Instruments under A12

C38 — Cross-Model Invariance (`38_cross_model_invariance.py`)

Tests whether a circuit’s causal structure is invariant across model variants. Evaluates the same circuit hypothesis (same component roles, same causal edges) in multiple models and measures structural agreement:

[ \text{Invariance}(M_1, M_2) = 1 - \frac{\text{SHD}(\mathcal{C}{M_1}, \mathcal{C}{M_2})}{|\mathcal{C}{M_1}| + |\mathcal{C}{M_2}|} ]

where SHD is structural Hamming distance between the circuits discovered in each model.

What it establishes: Whether circuit structure is model-invariant (evidence of transportability) or model-specific.

What it does not establish: Why the structure transfers or fails to transfer (requires formal transportability analysis with selection diagrams).

Usage:

uv run python 38_cross_model_invariance.py --tasks ioi sva --n-prompts 40

C41 — Transportability Analysis (`41_transportability.py`)

Instrument status: This script is a stub awaiting implementation.

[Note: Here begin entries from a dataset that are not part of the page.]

PR #1268, opened 2022-09-23
Use non-RFC 8009 enctypes to sign KDC checksum in PAC structure

abbra:
Active Directory does not support RFC 8009 encryption types and [MS-PAC] 2.8.2 spec outlines how cryptographic system has to be selected to produce a KDC checksum. FreeIPA 4.9.10+ defaults to RFC 8009 enctypes, resulting in a PAC buffer with a checksum rejected by Active Directory.

If a local TGT key is one of RFC 8009 encryption types, downgrade the key to use for checksum to either ENCTYPE_AES128_CTS_HMAC_SHA1_96 or ENCTYPE_AES256_CTS_HMAC_SHA1_96 if they available.

Discussed with Microsoft dochelp@ in
https://lists.samba.org/archive/cifs-protocol/2022-September/003761.html

Signed-off-by: Alexander Bokovoy <abokovoy@redhat.com>

PR #1284, opened 2022-12-22
Add PAC full signatures

greghudson:
Here is an initial implementation of PAC full signatures, which is half of Microsoft's response to https://i.blackhat.com/EU-22/Thursday-Briefings/EU-22-Tervoort-Breaking-Kerberos-RC4-Cipher-and-Spoofing-Windows-PACs-wp.pdf .

I am hoping that Samba developers can help me with testing.  Currently in t_pac.c we have a DER-encoded service ticket, and its associated server key and privsvr (krbtgt) key, provided by Isaac as part of his work on ticket checksum support.  This needs to be updated to a ticket whose PAC contains a full signature.  I could of course decrypt and re-sign the ticket using the code in this PR (or with a bit more work, Samba Heimdal's code), but it would be better to use a captured ticket from Windows.


abbra:
@greghudson I will look into producing a trace and a keytab with keys to use that. Will probably take a bit of time due to holidays.

metze-samba:
https://git.samba.org/?p=metze/wireshark/wip.git;a=shortlog;h=refs/heads/ws-metze-current has code to
verify the full signature, see
https://git.samba.org/?p=metze/wireshark/wip.git;a=commitdiff;h=7c4b98b2e17de76ef6f0729d383132604edf661f
https://git.samba.org/?p=metze/wireshark/wip.git;a=commitdiff;h=c03de9f5a1c4b289a0ac7da1f8c1b648869491f4

greghudson:
Per some of my thoughts in PR #1268, it might make sense to skip verify the privsvr checksum if we verify a full checksum (easily accomplished in verify_pac_checksums() by just changing the `if (privsvr != NULL)` to an `else if`), to avoid being the squeaky wheel if privsvr checksums are ever phased out.

The full checksum does not protect the server checksum (it is computed when the server checksum buffer is still zeroed; and the server checksum covers the full checksum instead).  But this seems irrelevant to security, as it protects everything the server checksum protects, and the server checksum is separately verified by the KDC.

greghudson:
Thanks to a trace provided by Stefan Metzmacher, I was able to update t_pac.c and test that the PR code can verify a ticket produced by AD with a full checksum.

I also made the change discussed in my previous comment.

src/lib/krb5/krb/pac.c
```diff
@@ -556,64 +557,75 @@ verify_checksum(krb5_context context, const krb5_pac pac, uint32_t buffer_type,
...
+        /* Zero the full checksum buffer in the copy and verify the full
+         * checksum over the copy with all three checksums zeroed. */
+        ret = zero_signature(context, pac, KRB5_PAC_FULL_CHECKSUM, &copy);
+        if (ret)
+            goto cleanup;
+        ret = verify_checksum(context, pac, KRB5_PAC_FULL_CHECKSUM, privsvr,
+                              KRB5_KEYUSAGE_APP_DATA_CKSUM, &copy);
+        if (ret)
+            goto cleanup;
+    } else if (privsvr != NULL) {
```
metze-samba, line 608: I think this 'else' should be removed and we should check both signatures,
I know this is not strictly needed, but it will catch bugs early and seems to
be more consistent.

greghudson: My reasoning is that the privsvr checksum is vestigial when the full checksum is present and maybe MS will want to phase it out at some point.

We could tolerate a missing privsvr checksum but check it if one is there, if that seems better to you.

metze-samba: Yes, that would be better.

greghudson: The code for this got kind of messy (I realised that the zero_checkum() call for the privsvr checksum would also throw an error if it is missing), so I'm just going to put it back the way it was and continue requiring the privsvr checksum to be present.

abartlet:
Documentation for this in MS-PAC is still via the errata process, but here is a preview with the differences highlighted, thanks to the MS interop team: https://winprotocoldoc.blob.core.windows.net/productionwindowsarchives/MS-PAC/%5bMS-PAC%5d-20221212-diff.pdf

greghudson:
I noticed one problem if you can forward it on: The section 2.4 description of the new checksum type says "Extended KDC (privilege server) checksum (section 2.8). PAC structures MUST contain one buffer of this type. Additional KDC checksum buffers MUST be ignored." which I think is an insufficiently modified copy of the existing KDC checksum description.  The new checksum is only included in service tickets (as stated in section 2.8.4) and the third sentence is confusing because this isn't the only KDC checksum type.

PR #1289, opened 2023-02-02
KDB: Set key data pointer to NULL to avoid double free

jrisc:
The `krb5_dbe_def_encrypt_key_data()` function is [freeing `key_data->key_data_contents[0]` in case the call to `krb5_c_encrypt()` failed](https://github.com/krb5/krb5/blob/krb5-1.20.1-final/src/lib/kdb/encrypt_key.c#L111). However, since a06945b4 a failure return code from `krb5_dbe_encrypt_key_data()` in `add_principal()` will [result in a call to `krb5_db_free_principal()`](https://github.com/krb5/krb5/blob/krb5-1.20.1-final/src/kadmin/dbutil/kdb5_create.c#L476). This function [loops over `key_data_contents`, freeing all non-`NULL` pointers](https://github.com/krb5/krb5/blob/krb5-1.20.1-final/src/lib/kdb/kdb5.c#L124-L129).

```
# valgrind --track-origins=yes --keep-stacktraces=alloc-and-free -- /usr/sbin/kdb5_util create -s -P <password> -k arcfour-hmac
[...]
==3559== Invalid free() / delete / delete[] / realloc()
==3559==    at 0x48470E4: free (vg_replace_malloc.c:872)
==3559==    by 0x48826B9: krb5_dbe_free_key_data_contents (kdb5.c:127)
==3559==    by 0x4883B06: krb5_db_free_principal (kdb5.c:844)
==3559==    by 0x1183F5: add_principal.constprop.0 (kdb5_create.c:476)
==3559==    by 0x118837: kdb5_create (kdb5_create.c:292)
==3559==    by 0x10E869: main (kdb5_util.c:344)
==3559==  Address 0x67a7260 is 0 bytes inside a block of size 42 free'd
==3559==    at 0x48470E4: free (vg_replace_malloc.c:872)
==3559==    by 0x48811C8: krb5_dbe_def_encrypt_key_data (encrypt_key.c:111)
==3559==    by 0x1184B4: add_principal.constprop.0 (kdb5_create.c:427)
==3559==    by 0x118837: kdb5_create (kdb5_create.c:292)
==3559==    by 0x10E869: main (kdb5_util.c:344)
==3559==  Block was alloc'd at
==3559==    at 0x484486F: malloc (vg_replace_malloc.c:381)
==3559==    by 0x4881105: krb5_dbe_def_encrypt_key_data (encrypt_key.c:92)
==3559==    by 0x1184B4: add_principal.constprop.0 (kdb5_create.c:427)
==3559==    by 0x118837: kdb5_create (kdb5_create.c:292)
==3559==    by 0x10E869: main (kdb5_util.c:344)
[...]
```

This commit sets `key_data->key_data_contents[0]` to `NULL` after `free()` in `krb5_dbe_def_encrypt_key_data()` to keep it from being freed again in `krb5_dbe_free_key_data_contents()`.

### DIFF
--- a/src/lib/kdb/decrypt_key.c
+++ b/src/lib/kdb/decrypt_key.c
@@ -1,7 +1,7 @@
 /* -*- mode: c; c-basic-offset: 4; indent-tabs-mode: nil -*- */
 /* lib/kdb/decrypt_key.c */
 /*
- * Copyright 1990,1991 by the Massachusetts Institute of Technology.
+ * Copyright 1990,1991,2023 by the Massachusetts Institute of Technology.
  * All Rights Reserved.
  *
  * Export of this software from the United States of America may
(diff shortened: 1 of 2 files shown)


greghudson:
I think we have the same problem again later on in the function, although only on malloc failure.

jrisc:
Indeed, I assigned `NULL` there too.

greghudson:
I edited the commit message, and also added a second commit to modernize this function and the corresponding decryption function.

The encryption function had the unusual (for this project) behavior of freeing and nulling pre-existing pointers in key_data on entry.  None of the current callers rely on this behavior.  External callers of this function are unlikely, so I didn't preserve that behavior in the rewrite.

src/lib/kdb/decrypt_key.c
```diff
@@ -52,88 +52,84 @@
...
+            salt.type = KRB5_KDB_SALTTYPE_NORMAL;
         }
     }
 
-    return retval;
+    *dbkey_out = kb;
+    if (keysalt_out != NULL)
+        *keysalt_out = salt;
+    memset(&kb, 0, sizeof(kb));
+    memset(&salt, 0, sizeof(salt));
```
jrisc, line 128: Here

src/lib/kdb/encrypt_key.c
```diff
@@ -53,83 +53,63 @@
...
+            kd.key_data_contents[1] = k5memdup(keysalt->data.data,
+                                               keysalt->data.length, &ret);
+            if (kd.key_data_contents[1] == NULL)
+                goto cleanup;
         }
     }
 
-    return retval;
+    *key_data_out = kd;
+    memset(&kd, 0, sizeof(kd));
```
jrisc, line 109: And here

jrisc (commented):
Shouldn't `zap()` be used when zeroing memory to keep the compiler from optimizing `memset()` out?

greghudson:
There's nothing sensitive directly in the keyblock or key_data structures directly (just enctypes and pointers to the actual key contents or encrypted key contents).  Those memset()s are just there to prevent double-frees on successful completion, like in https://k5wiki.kerberos.org/wiki/Coding_style/Practices#Output_parameter_handling except we can't simply assign a pointer to null for these values.

However, we should use krb5_free_keyblock_contents() and krb5_free_key_data() in the cleanup handlers to properly scrub the key contents on failure.  I'll make that change.

PR #1291, opened 2023-02-24
Use k5input for SPNEGO token processing

greghudson:
OSS-Fuzz sound several low-impact read overruns in SPNEGO token processing.  They were fixed in commit 47c2a12830dbd7fb8e13c239ddc0ac74129a91f6.  This PR rewrites the SPNEGO token processing code to use k5input for improved safety.


greghudson:
I decided to go further and add a small header-only library for non-libkrb5 DER processing, and use it throughout the GSS library.

PR #1296, opened 2023-03-28
Revise certauth interface

greghudson:
Increment the certauth interface major version to 2, without backward compatibility.  Add the realm names list to the init method.  Add an hwauth_out parameter to the authorize method to make that output independent of the error code.

@kenh: Please let me know if this meets your requirements, and if the major version bump would be a burden.  My sene is that there aren't other users of the certauth interface or that they are in similar situations (site administrators rather than downstream software).  (@jrisc you aren't aware of any Red Hat package uses of this interface, right?)

If the major version bump is a burden, we could instead add a second init function to provide the realm list, similar to the kdcpreauth interface's loop() method, and defer the authorize() cleanup.

In the mail thread about this Nico suggested that PKINIT could provide the whole cert chain to the authorize method.  I don't know how to do that without using OpenSSL types in the interface, so it isn't included in this revision.

### DIFF
--- a/src/include/krb5/certauth_plugin.h
+++ b/src/include/krb5/certauth_plugin.h
@@ -35,7 +35,7 @@
  *
  * The certauth pluggable interface currently has only one supported major
  * version, which is 1.  Major version 1 has a current minor version number of
- * 1.
+ * 2.
  *
  * certauth plugin modules should define a function named
  * certauth_<modulename>_initvt, matching the signature:
@@ -77,6 +77,13 @@ struct _krb5_db_entry_new;
 typedef krb5_error_code
 (*krb5_certauth_init_fn)(krb5_context context,
                          krb5_certauth_moddata *moddata_out);
+
+/*
+ * Optional: Initialize module data.  Supersedes init if present.
+ */
+typedef krb5_error_code
+(*krb5_certauth_init_ex_fn)(krb5_context context, const char *const *realmlist,
+                            krb5_certauth_moddata *moddata_out);
 
 /*
  * Optional: Clean up the module data.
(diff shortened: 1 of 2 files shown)


kenh (commented):
I have reviewed these changes and they all look good to me; it looks straightforward for me to switch my plugins to the new interface and will greatly simplify my code.

I saw the email thread where Nico mentioned passing the whole certificate chain. You probably COULD pass in an array of unsigned char * where each element of the array was the DER serialization of each certificate in the chain. I do not recall if I responded to that or not, but at least in the case of verifying OCSP responses I am not sure that is sufficient. In my limited experience if you want to verify a complete chain via OCSP you might get a response that is signed by someone not in the certificate chain (but is still one of your trusted certificates).

greghudson:
There actually is a FreeIPA certauth module now that I check.  I am guessing that would make the major version bump kind of burdensome, so I may go with the alternate approach.

greghudson:
That is no more complicated than what I had in mind, so sure.  I've pushed a revision with the more conservative version of the feature.

kenh:
I looked at your changes, and they look fine to me.

kenh:
> Looks good from my side as well. The only thing we would need to do for FreeIPA is to rebuild it against newer krb5 version. FreeIPA runs with a single realm only so we don't really need this information at the moment.

So how do you determine that one realm?  That's one of the problems I ran into.  Calling `krb5_get_default_realm()` is an option but it isn't guaranteed that's the same realm the KDC is using.

abbra:
It is easier in IPA case because we only expect this KDC to run IPA KDB driver and our certauth plugin has access to the KDB driver structure. E.g. `ipacontext = ipadb_get_context(kcontext)` allows us to get the proper DB context which then has DB-specific realm information.

PR #1297, opened 2023-03-29
Add PA-REDHAT-PASSKEY padata type

pbrezina:
This adds a newly registered 153 as PA-REDHAT-PASSKEY.


greghudson:
Is there a design document I can look at?

pbrezina:
Hi Greg, yes. It is similar to OAuth2 autentication.

This is the document I sent to IANA, it contains links to the SSSD designs:
https://docs.google.com/document/d/1cFcEdm1dv6a0NWAoL3zJKH2Bpc9D3TxZS_QGEAJn-2k/edit?usp=sharing

greghudson:
Thanks.

It's not a blocker for this PR, but I am concerned that the design has the KDC providing a domain to the client, and nothing about the client validating the domain before passing it to the FIDO token (I assume as the rpId field of the authenticatorGetAssertion method).  FIDO tokens are intended to serve multiple relying parties of varying levels of trust, and un-phishability between parties requires that clients not blindly accept a relying party's claim of identity.  In web terms, you don't want evilcorp.com's web site to be able to request an authentication assertion for establishedbank.com that the site can then use to authenticate to establishedbank.com on behalf of the user.

I think the client should be choosing the rpId based on the Kerberos realm, rather than receiving it from the KDC.

pbrezina:
Thank you, this is a sound comment. I have forwarded it to the main people behind this effort.

PR #1299, opened 2023-04-06
Update CI for newer Ubuntu and fix associated warnings

greghudson:
I'm still unsure of whether resolv-wrapper is expected to work on Ubuntu 22.04 (see https://bugzilla.samba.org/show_bug.cgi?id=14830 ).  I may need to find an alternative way to test URI discovery.

### DIFF
--- a/.github/workflows/build.yml
+++ b/.github/workflows/build.yml
@@ -14,17 +14,17 @@ jobs:
                 name: [linux-clang, linux-clang-openssl, linux-gcc]
                 include:
                     - name: linux-clang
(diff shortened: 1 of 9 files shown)


greghudson:
The libresolv-wrapper issue appears to be transient (the package just needs to be rebuilt against the new libc), so I shouldn't need to rewrite the URI discovery tests.  I filed this bug report in hopes of getting the package rebuilt:

https://bugs.launchpad.net/ubuntu/+source/resolv-wrapper/+bug/2015570

but failing that we can just wait for 24.04.

PR #12, opened 2024-02-19
inputField: add dot color option

matteo4375:
Adds option to input-field to change the color of the dots when you type


matteo4375:
closing because pull request for this already exists #11

PR #20, opened 2024-02-20
input_field: add font_color, font_size, font_family

fufexan:
Adds support for customizing color, size and font family of the input field text.


vaxerski:
you can set those via pango markup tho?

fufexan:
Then why is there `font_family` for the label?

vaxerski:
legacy reasons before it was supported, plus, fallback.

fufexan:
Alright, closing then.

PR #21, opened 2024-02-20
nix: fix hm module

jacekpoz:
changed cfg from config.services.hyprlock to config.programs.hyprlock

cc: @fufexan


fufexan:
Shit forgot about that. Ty.

PR #24, opened 2024-02-20
input-field: allow configure dots size

bvr-yr:
`dots_size` being scale of input-field height and clamped to `0.2 - 0.8`
`dots_spacing` being scale of dot's absolute value and clamped to `0.0 - 1.0`

maybe numbers are subject to change, but seems reasonable


vaxerski (approved):
lgtm wiki mr needed

fufexan:
What about dots' color?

The directory listing confirms it does not yet exist.

An implementation would require:

Selection diagram construction: Identify which variables differ between source and target domains (model architecture, training data, scale).
Do-calculus derivation: Check whether the target-domain causal quantity can be expressed using source-domain experiments + target-domain observations.
Empirical verification: If transportable, verify the transported conclusion holds empirically. If not, identify the minimal additional target-domain interventions needed.
Output: Transportability verdict (yes/no/conditional) with the specific S-variables that block or enable transfer.

Planned usage:

uv run python 41_transportability.py --tasks ioi --source-model gpt2 --target-model gpt2-medium

Reading the scores

Pattern	What it means
High cross-model invariance (> 0.8)	Circuit structure is transportable; generalizes across models
Low invariance (< 0.4)	Model-specific circuit; cannot transfer conclusions
High invariance on some edges, low on others	Partially transportable; core structure generalizes but periphery is model-specific
Transportability fails on scale-dependent S-nodes	Architecture differences (head count, width) break transfer

Connection to other frameworks

A12 formalizes the generalization claims tested empirically by A07 (cross-task IIA transfer). Where A07 measures whether causal structure transfers across tasks within a model, A12 asks whether it transfers across models/domains with formal guarantees. A01 (SCM) provides the structural models that transportability operates on. A04 (Woodward) ensures that the interventions used in the source domain satisfy the quality criteria needed for valid transport.